Speaking so much made Seodai restless, despite the fatigue of his body, and so he shifted so that his head was propped in his palm instead, supported by bent elbow. He could see Syllke better this way, anyway.
"I'm not sure why. Melchior was this powerful magician. He was so strong. He was so different from me. I don't know what I'm supposed to take away from his life, or how it is supposed to help Denval."
With brightly colored eyes in sight, now, Seodai felt the courage he'd been so certain of before wane. When he'd trudged through the streets of Denval, desperate to find Noc, desperate to be made well again, he'd thought of Syllke. Of the way his skin had been so warm, despite the cool day, when he'd embraced him by the sculpture. Of the salt of his lips, and the way they'd spread heat all throughout Seodai's body with just a touch. Seodai felt like he'd just woken up from a confusing dream, and he realized now, at least, what was important. He also didn't want to lose his friend.

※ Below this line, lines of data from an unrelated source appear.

PR #1875, opened 2024-05-22
Getter as Second Expander

barney-s:
### Change description
 
Getter as Second Expander
- Implement grpc based getter expander
- Getter config is inline in Composition CRD
- Add release manifests for getter-expander
- Add e2e tests for getter-expander
- Add presubmit for getter-expander e2e

Next steps:

- Split out Getter config into its own CRD


experiments/compositions/scripts/github-actions/getter-test.sh
```diff
@@ -0,0 +1,21 @@
...
+# WITHOUT WARRANTIES OR CONDITIONS OF ANY KIND, either express or implied.
+# See the License for the specific language governing permissions and
+# limitations under the License.
+set -o errexit
+set -o nounset
+set -o pipefail
+
+export PATH=$PATH:$(go env GOPATH)/bin
+cd experiments/compositions/composition
+GCP_PROJECT_ID=something make unit-test-expander-getter
```
xiaoweim, line 21: is this temporary :)

xiaoweim (commented):
/lgtm

cheftako:
Looks like a good start. I assume there will be a follow up to remove the getter functionality which is nestled in the jinja2 expander while keeping the existing CUJ's working?

experiments/compositions/scripts/github-actions/getter-test.sh
barney-s: No this is permanent for the kind based testing in github. Locally we have a GCP project context. In the github runner we dont have one. So setting it to a dummy value so that we dont have to change our scripts.

PR #1922, opened 2024-06-01
ci: run some of the validations on experiments too

acpana:
Some of the validations should be run on experiments/compositions too arguably. Currently there seems to be a formatting issue that's breaking HEAD.

### DIFF
--- a/.github/workflows/presubmit-compositions.yaml
+++ b/.github/workflows/presubmit-compositions.yaml
@@ -24,6 +24,24 @@ on:
     paths:
       - "experiments/**"
 jobs:
+  validations:
+    runs-on: ubuntu-latest
+    timeout-minutes: 60
+    steps:
+      - uses: actions/checkout@v3
+        with:
+          # This is to get all the commits in order to validate them
+          fetch-depth: 0
+      - uses: actions/setup-go@v4
+        with:
+          go-version-file: 'go.mod'
+      - name: "Run validations"
+        run: |
+          ./scripts/github-actions/ga-validation.sh
+        env:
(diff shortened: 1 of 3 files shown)


.github/workflows/presubmit-compositions.yaml
```diff
@@ -24,6 +24,24 @@ on:
...
+      - uses: actions/checkout@v3
+        with:
+          # This is to get all the commits in order to validate them
+          fetch-depth: 0
+      - uses: actions/setup-go@v4
+        with:
+          go-version-file: 'go.mod'
+      - name: "Run validations"
+        run: |
+          ./scripts/github-actions/ga-validation.sh
```
acpana, line 40: I can pair this down.

barney-s:
https://github.com/GoogleCloudPlatform/k8s-config-connector/pull/1921 this should fix the breakage

justinsb:
I think we're thinking about experiments as a separate repo that just happens to temporarily be colocated with the "main" KCC repo.  Once they are no longer "experiments", we will promote them to their own repositories.

From that lens, I think we want experiments to have its own tests.  The issue here I believe is that we are checking formatting of experiments in the main CI.  I sent #1929 to split them out.

acpana:
> From that lens, I think we want experiments to have its own tests. The issue here I believe is that we are checking formatting of experiments in the main CI. I sent #1929 to split them out.

That is fair, thanks for splitting it up 🙏🏼 

Maybe I can add a simple validator/ lint as a follow-on PR that is scoped only to `/experiments` .

PR #1920, opened 2024-05-31
Add direct resource `cloudbuildworkerpool`

yuwenma:
### Change description

Fixes #

### Tests you have done

- [ ] Run `make ready-pr` to ensure this PR is ready for review.
- [ ] Perform necessary E2E testing for changed resources.

PR #1924, opened 2024-06-02
tests: Don't ignore http log with direct reconcilers

justinsb:


tests/e2e/script_test.go
```diff
@@ -267,9 +267,10 @@ func TestE2EScript(t *testing.T) {
 				}
 
 				if os.Getenv("GOLDEN_REQUEST_CHECKS") != "" || os.Getenv("WRITE_GOLDEN_OUTPUT") != "" {
-					if os.Getenv("KCC_USE_DIRECT_RECONCILERS") != "" && os.Getenv("GOLDEN_REQUEST_CHECKS") != "" {
-						h.Logf("ignoring http log checking for now for direct resources")
-					} else {
+					// if os.Getenv("KCC_USE_DIRECT_RECONCILERS") != "" && os.Getenv("GOLDEN_REQUEST_CHECKS") != "" {
```
acpana, line 270: I think for LoggingLogMetric we can exclude this check and the logs _should_ pass now that the logs have been written with the `direct` controller.

For resource conversions, it may be hard still to compare a golden log of a direct controller vs a TF/ DCL one. But maybe we can flip this around to explictly not check resources during conversion.

justinsb: The idea is that we want to see that http.log change, and review it alongside the controller change to direct actuation.  _Ideally_ the changes would be small!  But the hope is that http.log will make it easy to see any changes, and validate that we are comfortable with them.

yuwenma: I hit this log-skip in #1920. The problem I have is that I'm adding a new resource which 1) has a dependency to network service. 2) does not have a TF based controller before.
This check skips the `fixture/cloudbuildworkerpool` test due to the service dependency. I tried remove the commend like this PR does and it resolves the problem.
     
+1 to @justinsb that we can review the http log change along the controller change.

justinsb:
I think the flakes are due to races in the SLEEP approach, which was always intended as a temporary hack to be fixed in https://github.com/GoogleCloudPlatform/k8s-config-connector/pull/1800.  I updated that PR.

yuwenma:
/lgtm
/approve

With this fix in, I can rebase mine! Thanks for both fixes!

PR #1925, opened 2024-06-02
LoggingLogMetric - kind should not be require in projectRef

justinsb:
This regression was introduced because we reused the ResourceRef type.

### DIFF
--- a/apis/refs/v1beta1/projectref.go
+++ b/apis/refs/v1beta1/projectref.go
@@ -14,11 +14,15 @@
 
 package v1beta1
 
+// The Project that this resource belongs to.
 type ProjectRef struct {
 	/* The `projectID` field of a project, when not managed by KCC. */
 	External string `json:"external,omitempty"`
 	/* The `name` field of a `Project` resource. */
 	Name string `json:"name,omitempty"`
-	/* The `namespcae` field of a `Project` resource. */
+	/* The `namespace` field of a `Project` resource. */
 	Namespace string `json:"namespace,omitempty"`
+	// The kind of the Project resource; optional but must be `Project` if provided.
+	// +optional
+	Kind string `json:"kind,omitempty"`
 }
--- a/config/crds/resources/apiextensions.k8s.io_v1_customresourcedefinition_logginglogmetrics.logging.cnrm.cloud.google.com.yaml
+++ b/config/crds/resources/apiextensions.k8s.io_v1_customresourcedefinition_logginglogmetrics.logging.cnrm.cloud.google.com.yaml
@@ -324,29 +324,28 @@ spec:
                     - external
                   required:
                   - name
-                  - kind
                 - not:
                     anyOf:
                     - required:
                       - name
                     - required:
                       - namespace
-                    - required:
-                      - kind
                   required:
                   - external
                 properties:
                   external:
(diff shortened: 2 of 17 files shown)


scripts/add-validation-to-crds/parse-crds.go
```diff
@@ -223,6 +240,11 @@ func addValidationToRefs(props *apiextensions.JSONSchemaProps) error {
 		ruleYAML = refRuleWithKind
 	} else if signature == "external,kind,name,namespace" {
 		ruleYAML = refRuleWithKind
+		// kind is optional for projectRef (and maybe in future other well-known ref types)
+		// fieldPath is the best mechanism we have today (?)
```
jingyih, line 244: IIUC, when we migrate a resource to direct-based, we need to mark kind as "optional" for all its reference fields?

apis/refs/v1beta1/projectref.go
```diff
@@ -14,11 +14,15 @@
...
 	/* The `projectID` field of a project, when not managed by KCC. */
 	External string `json:"external,omitempty"`
 	/* The `name` field of a `Project` resource. */
 	Name string `json:"name,omitempty"`
-	/* The `namespcae` field of a `Project` resource. */
+	/* The `namespace` field of a `Project` resource. */
 	Namespace string `json:"namespace,omitempty"`
+	// The kind of the Project resource; optional but must be `Project` if provided.
+	// +optional
+	Kind string `json:"kind,omitempty"`
```
yuwenma, line 27: I guess this is for backward compatibility, right? I think we accept breaking changes for bug fix purposes.

scripts/add-validation-to-crds/parse-crds.go
justinsb: It's not really about direct or not, it's about for project references, where we (briefly) introduced kind, should we continue to support the kind field?

I think if we drop kind, we would break anyone that added it in 1.118.1.  That should not be many people, but it is _some_ people.

`kind` optional and defaulting to Project (and only Project is allowed) shouldn't break anyone, though it is inelegant.

justinsb:
I had to rebase (and regenerate the docs), so I've lost LGTM

acpana:
/lgtm
/approve

thanks for this change 🥇  and regenerating the docs 📚

config/crds/resources/apiextensions.k8s.io_v1_customresourcedefinition_logginglogmetrics.logging.cnrm.cloud.google.com.yaml
```diff
@@ -324,29 +324,28 @@ spec:
...
                     - required:
                       - namespace
-                    - required:
-                      - kind
                   required:
                   - external
                 properties:
                   external:
-                    description: The external name of the referenced resource
+                    description: The `projectID` field of a project, when not managed
```
maqiuyujoyce, line 337: We should not mention "KCC" in our CRD: this is not the approved branding name we should use.
Also, the field name is not `projectID` but `projectId` (in the API or gcloud) or `ID` (in the UI).

I think we should add checks in the CRD field description to avoid the mentioning of `KCC`.

PR #1928, opened 2024-06-03
chore: generate protos using a script

justinsb:
This should enable more reusability, as well as fixing the CI breakage at head.


experiments/compositions/composition/dev/tasks/generate-proto
```diff
@@ -0,0 +1,44 @@
...
+
+REPO_ROOT="$(git rev-parse --show-toplevel)"
+cd ${REPO_ROOT}/experiments/compositions/composition
+
+BUILDDIR=$(pwd)/.build/
+BINDIR=${BUILDDIR}/bin/
+mkdir -p ${BINDIR}
+
+# Download protoc
+wget -N -O ${BUILDDIR}/protoc.zip https://github.com/protocolbuffers/protobuf/releases/download/v27.0/protoc-27.0-linux-x86_64.zip
```
barney-s: Using `@latest` for Go tools can lead to non-reproducible builds, as a new version of the tool could be released at any time with breaking changes. It's better to pin to a specific version to ensure that the build is consistent over time. For example: `go install google.golang.org/protobuf/cmd/protoc-gen-go@v1.34.1`

experiments/compositions/composition/dev/tasks/generate-proto
```diff
@@ -0,0 +1,44 @@
...
+set -o errexit
+set -o nounset
+set -o pipefail
+
+REPO_ROOT="$(git rev-parse --show-toplevel)"
+cd ${REPO_ROOT}/experiments/compositions/composition
+
+BUILDDIR=$(pwd)/.build/
+BINDIR=${BUILDDIR}/bin/
+mkdir -p ${BINDIR}
```
barney-s: The script downloads `protoc` using `wget` but does not remove the downloaded `.zip` file. While it's in a `.build` directory, it's good practice to clean up temporary files after they are no longer needed. Consider adding `rm ${BUILDDIR}/protoc.zip` after the `unzip` command.

experiments/compositions/composition/dev/tasks/generate-proto
```diff
@@ -0,0 +1,44 @@
...
+
```
barney-s: The `unzip` command could be made safer by adding the `-q` flag for quiet output, and it's good practice to check the exit code of the command to ensure it was successful. Although `set -o errexit` is used, explicit checks can sometimes be clearer. Also, `unzip` can be a source of security vulnerabilities if the archive is malicious. While the source is trusted here, it's a point to be aware of.

experiments/compositions/composition/dev/tasks/generate-proto
barney-s: `wget` is used here, but it's generally better to use `curl -fsSL` for scripts as it's more commonly available and has more robust error handling options.

experiments/compositions/composition/dev/tasks/generate-proto
```diff
@@ -0,0 +1,44 @@
...
+# Download protoc
+wget -N -O ${BUILDDIR}/protoc.zip https://github.com/protocolbuffers/protobuf/releases/download/v27.0/protoc-27.0-linux-x86_64.zip
+rm -f ${BINDIR}/protoc
+unzip -j -d ${BINDIR}/ ${BUILDDIR}/protoc.zip bin/protoc 
+
+${BINDIR}/protoc --version
```
barney-s: The script correctly sets the `PATH` for the `protoc` command. This is a good practice as it ensures that the locally downloaded `protoc` is used, rather than a system-installed one.

experiments/compositions/composition/expanders.mk
```diff
@@ -4,18 +4,9 @@
...
 ##@ Protos
 
-PROTOC ?= /usr/bin/protoc
-.PHONY: protoc
-protoc: $(PROTOC) ## Download protoc if necessary
-$(PROTOC):
-	sudo apt install -y protobuf-compiler
-	protoc --version
-	go install google.golang.org/protobuf/cmd/protoc-gen-go@latest
-	go install google.golang.org/grpc/cmd/protoc-gen-go-grpc@latest
```
barney-s: The removal of the `sudo apt install` command is a significant improvement. It makes the build process more hermetic and removes the need for root privileges, which is a security best practice.

justinsb:
This was in the compositions experiment, I think we can now close

/close

PR #1932, opened 2024-06-04
fix:test: managedsslcertificate

acpana:
I updated this test to pass schema validations and reduced it to a basic form where we just create a `ComputeManagedSSLCertificate`.


pkg/test/resourcefixture/testdata/basic/compute/v1alpha1/computemanagedsslcertificate/managedsslcertificatebasic/dependencies.yaml
acpana, line 1: This test was not actually in need of these dependencies. It would still be useful to have a "less basic" test and I think I can add that as a follow on either as a fixture or scenario test.

pkg/test/resourcefixture/testdata/basic/compute/v1alpha1/computemanagedsslcertificate/managedsslcertificate/create.yaml
acpana, line 1: Given the test modifications, I think it's fair to no longer have this classified as an autogen test!

pkg/test/resourcefixture/testdata/basic/compute/v1alpha1/computemanagedsslcertificate/managedsslcertificatebasic/dependencies.yaml
yuwenma: Make sense

pkg/test/resourcefixture/testdata/basic/compute/v1alpha1/computemanagedsslcertificate/managedsslcertificate/create.yaml
```diff
@@ -11,15 +11,14 @@
...
 kind: ComputeManagedSSLCertificate
 metadata:
-  name: computemanagedsslcertificate-${uniqueId}
+  name: computemanagedsslcertificate${uniqueId}
 spec:
   managed:
-  - domains:
-    - sslcert.tf-test.club.
+    domains:
+    - sslcert.kcc-test.club.
```
yuwenma, line 21: can you change this to `direct` since we try to avoid exposing these codenames (I know... we refer them a lot in comments and PR descriptions. But we want to not expose them in the actual codebase.

pkg/test/resourcefixture/testdata/basic/compute/v1alpha1/computemanagedsslcertificate/managedsslcertificate/create.yaml
```diff
@@ -11,15 +11,14 @@
 # WITHOUT WARRANTIES OR CONDITIONS OF ANY KIND, either express or implied.
 # See the License for the specific language governing permissions and
 # limitations under the License.
-
 apiVersion: compute.cnrm.cloud.google.com/v1alpha1
 kind: ComputeManagedSSLCertificate
 metadata:
-  name: computemanagedsslcertificate-${uniqueId}
+  name: computemanagedsslcertificate${uniqueId}
```
yuwenma, line 17: nit: I think the [naming convention](https://github.com/GoogleCloudPlatform/k8s-config-connector/blob/master/README.NewResourceFromTerraform.md#naming-conventions-special-variables-and-constants-in-testdata) is  computemanagedsslcertificate-${uniqueId}.

yuwenma:
/lgtm
/approve

Super minor comments. You can resolve in follow-up PRs.

pkg/test/resourcefixture/testdata/basic/compute/v1alpha1/computemanagedsslcertificate/managedsslcertificate/create.yaml
acpana: In this case, I think the dash violated a regex for the ssl cert name since we are using `metadata.name` for that BUT I am not able to reproduce that violation anymore so maybe I was getting confused 🤔

PR #1934, opened 2024-06-04
[WIP] Turn on stricter golden log check in e2e fixture and samples.

yuwenma:
### Change description

Fixes #

### Tests you have done


justinsb:
So I don't know if all our tests are consistent with record-gcp yet.

But ... I like this idea ... we can at least require that compare-mock produces stable output, and verify it!

justinsb:
I've been thinking about this ... you're right, we should have done this from the start.  It might be that our mockgcp results aren't 100% equal to GCP in all cases.  But we still get a lot more signal by checking these values against mockgcp than by not checking them!

scripts/github-actions/tests-e2e-direct.sh
```diff
@@ -24,7 +24,7 @@ cd ${REPO_ROOT}/
 echo "Downloading envtest assets..."
 export KUBEBUILDER_ASSETS=$(go run sigs.k8s.io/controller-runtime/tools/setup-envtest@latest use -p path)
 
-export KCC_USE_DIRECT_RECONCILERS=MonitoringDashboard
+KCC_USE_DIRECT_RECONCILERS=MonitoringDashboard
```
justinsb, line 27: I think we need export, otherwise it doesn't apply to subsequent requests, but as this is passing tests let's go with it!

yuwenma: I fix this in Part 2. Want to use this as an example to highlight some changes.

PR #1936, opened 2024-06-04
mockgcp: serve multiple hosts, including variables

justinsb:


yuwenma:
/lgtm
/approve

Is this related to the ComputeForwardingRule?  cc @gemmahou

justinsb:
Actually, it's more about regional endpoints like

```
func (s *MockService) ExpectedHosts() []string {
	return []string{"{region}-gkemulticloud.googleapis.com"}
}
```

But it will also let us support SecureSourceRepository, which listens on multiple host names (one for the control-plane API, a different one for the data-plane API) .

PR #1937, opened 2024-06-04
feat: create go types for SecureSourceManagerInstance

justinsb:
Generated from the proto by dev/tools/proto-to-mapper and then lightly
edited / moved around.


apis/securesourcemanager/v1alpha1/instance.go
```diff
@@ -0,0 +1,126 @@
...
+
+	/* Immutable. Optional. The name of the resource. Used for creation and acquisition. When unset, the value of `metadata.name` is used as the default. */
+	// +optional
+	ResourceID *string `json:"resourceID,omitempty"`
+
+	// Optional. Labels as key value pairs.
+	Labels map[string]string `json:"labels,omitempty"`
+
+	// Optional. Immutable. Customer-managed encryption key name, in the format
+	//  projects/*/locations/*/keyRings/*/cryptoKeys/*.
```
yuwenma, line 79: Shall this be a ref? What I'm actually trying to ask is if we shall validate the existence of this kmsKey

pkg/controller/direct/securesourcemanager/mapper.generated.go
yuwenma, line 1: What do you think about moving the auto-generated mapper under apis/<resource>/<version>/?  
It would be easier for generation, validation and version management.

pkg/controller/direct/securesourcemanager/roundtrip_test.go
```diff
@@ -0,0 +1,412 @@
...
+	"github.com/google/go-cmp/cmp"
+	"google.golang.org/protobuf/encoding/prototext"
+	"google.golang.org/protobuf/proto"
+	"google.golang.org/protobuf/reflect/protoreflect"
+	"google.golang.org/protobuf/testing/protocmp"
+	"k8s.io/apimachinery/pkg/util/sets"
+	"k8s.io/klog/v2"
+)
+
+func FuzzSecureSourceManagerInstanceSpec(f *testing.F) {
```
yuwenma, line 33: @jingyih ^^ fuzz detecting resource field .

yuwenma (commented):
/lgtm
/approve
/hold  looks really great! One topic to discussion. Feel free to cancel the hold

apis/securesourcemanager/v1alpha1/instance.go
justinsb: Yes, it should be a ref!  It's alpha so we can still change it, but ... you're right.  I'll give it a go!

pkg/controller/direct/securesourcemanager/mapper.generated.go
justinsb: I like that idea!

justinsb:
I'm going to cancel the hold here because I have a cunning plan :-)

/hold cancel

pkg/controller/direct/securesourcemanager/roundtrip_test.go
jingyih: Cool. Thanks!

PR #1946, opened 2024-06-04
Use observedState to capture important output-only spec fields in ContainerCluster

maqiuyujoyce:
### Change description

Supports `status.observedState.masterAuth.clusterCaCertificate`, `status.observedState.privateClusterConfig.privateEndpoint`, and `status.observedState.privateClusterConfig.publicEndpoint`.

Also fixed the observed state CRD generation logic and population logic to allow more than one subfield in an object-typed field.

### Tests you have done


gemmahou:
Looks good to me. Do we want to capture golden object log to verify the output fields are populated correctly under obeservedState?

yuwenma:
/lgtm
/approve
/hold

Two quick questions:
1. Do we want to display the plain `clusterCaCertificate` in the status? 
2. Is there a dedicated requirement to expose these fields? 

If both answers are yes, please feel free to unhold and let the PR goes int.

+1 to @gemmahou comments on updating the golden log, I think you can do that in follow up PRs.

maqiuyujoyce:
> 1. Do we want to display the plain clusterCaCertificate in the status?

I think it should be acceptable because this field is also plain text when we do `gcloud container clusters describe`. Do you have any concern?

> 2. Is there a dedicated requirement to expose these fields?

Yes.

maqiuyujoyce:
> I think it should be acceptable because this field is also plain text when we do gcloud container clusters describe. Do you have any concern?

Discussed offline and agreed that as gcloud exposes the field in plain text so it should be safe for us to do it as well.

> +1 to @gemmahou comments on updating the golden log, I think you can do that in follow up PRs.

Yep, I'm working on that.

/unhold

PR #1947, opened 2024-06-05
tests: replace tagKeyId, update test data

justinsb:


yuwenma:
I think we no longer this PR since the golden object has been fixed in master.

PR #1953, opened 2024-06-05
tests: add CRD linter to detect unstylish acronym capitalization

justinsb:


tests/apichecks/crds_test.go
```diff
@@ -45,6 +49,107 @@ func TestCRDsDoNotHaveFooUrlRef(t *testing.T) {
...
+				}
+			})
+		}
+	}
+
+	sort.Strings(errs)
+
+	want := strings.Join(errs, "\n")
+
+	test.CompareGoldenFile(t, "errata/acronyms.txt", want)
```
yuwenma, line 130: Cool example! I would argue to rename it to testdata/...  (what does errata mean?)

justinsb: So it used to be that fixing mistakes in a printed book was expensive, so they would instead include a sheet with significant errors listed.   I found this fun picture: https://analoggamestudies.org/wordpress/wp-content/uploads/2014/11/lit_errata.jpg

Now it's mostly used to highlight changes in things like chip specifications, it's sort of like a changelog except the changes are to the description rather than to the chip itself - it's infeasible to change the chip.  e.g. https://www.infineon.com/dgdl/Infineon-XMC4100_XMC4200_BA_Errata_Sheet-ES-v01_03-EN.pdf?fileId=5546d46259b0420a0159d50916760b89

How about testdata/exceptions ?

justinsb: (The argument _against_ testdata BTW is that although we're implementing this in a test, it could also be a linter CLI.  But I agree that errata is pretty obscure at this point, given that "document tabs" are now also considered obscure!)

yuwenma: I LOVE this name. in case you haven't changed. Let me get them in!

yuwenma: oh no... do you want to change it back😄 ? 

I'll leave it to you to decide.

PR #4589, opened 2025-05-20
tests: don't just update labels in pubsub topic test

justinsb:
- **tests: don't just change labels on pubsubtopic test**
  Because changing the labels does not bump observedGeneration,
  the tests do not correctly wait for reconciliation.
  

- **mockgcp: implement implied field mask in pubsub topic**

### DIFF
--- a/mockgcp/common/fields/impliedfieldmask.go
+++ b/mockgcp/common/fields/impliedfieldmask.go
@@ -1,0 +1,37 @@
+// Copyright 2025 Google LLC
+//
+// Licensed under the Apache License, Version 2.0 (the "License");
+// you may not use this file except in compliance with the License.
+// You may obtain a copy of the License at
+//
+//      http://www.apache.org/licenses/LICENSE-2.0
+//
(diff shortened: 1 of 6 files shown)


mockgcp/common/fields/impliedfieldmask.go
```diff
@@ -0,0 +1,37 @@
...
+	"google.golang.org/protobuf/proto"
+	"google.golang.org/protobuf/reflect/protoreflect"
+)
+
+// ComputeImpliedFieldMask computes the implied field mask when it is omitted.
+// According to AIP 134: this is "equivalent to all fields that are populated (have a non-empty value)."
+// https://google.aip.dev/134
+func ComputeImpliedFieldMask(ctx context.Context, req proto.Message) []string {
+	var fieldMask []string
+	req.ProtoReflect().Range(func(fd protoreflect.FieldDescriptor, v protoreflect.Value) bool {
```
cheftako, line 30: // Message.Range iterates over every populated field in an undefined order

PR #4590, opened 2025-05-20
chore: don't alias controller-runtime log to klog

justinsb:
klog is a different but similar-enough-to-be-confusing library.

### DIFF
--- a/cmd/unmanageddetector/main.go
+++ b/cmd/unmanageddetector/main.go
@@ -32,12 +32,12 @@ import (
 	corev1 "k8s.io/api/core/v1"
 	apiextensions "k8s.io/apiextensions-apiserver/pkg/apis/apiextensions/v1"
 	"sigs.k8s.io/controller-runtime/pkg/client/config"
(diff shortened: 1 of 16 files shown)


cmd/unmanageddetector/main.go
```diff
@@ -32,12 +32,12 @@ import (
...
 	apiextensions "k8s.io/apiextensions-apiserver/pkg/apis/apiextensions/v1"
 	"sigs.k8s.io/controller-runtime/pkg/client/config"
-	klog "sigs.k8s.io/controller-runtime/pkg/log"
+	"sigs.k8s.io/controller-runtime/pkg/log"
 	"sigs.k8s.io/controller-runtime/pkg/manager"
 	"sigs.k8s.io/controller-runtime/pkg/manager/signals"
 )
 
-var logger = klog.Log.WithName("setup")
+var logger = log.Log.WithName("setup")
```
cheftako, line 40: Hobgoblin would like to suggest we just uniformly call this crlog.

"I wish we could leave. I can't. I can't leave the farm, or Theo. I can't leave because Syna told me to stay, and I need Bala. But, gods, Syllke... I just... I just want..."
Frustrated with the inability of words to express his meaning, Seodai simply leaned down and ghosted his lips across Syllke's own. Once, twice, and again. And then he buried his golden face in the curve of Syllke's throat, one hand lifting to splay against the other side. His voice was muffled when he spoke.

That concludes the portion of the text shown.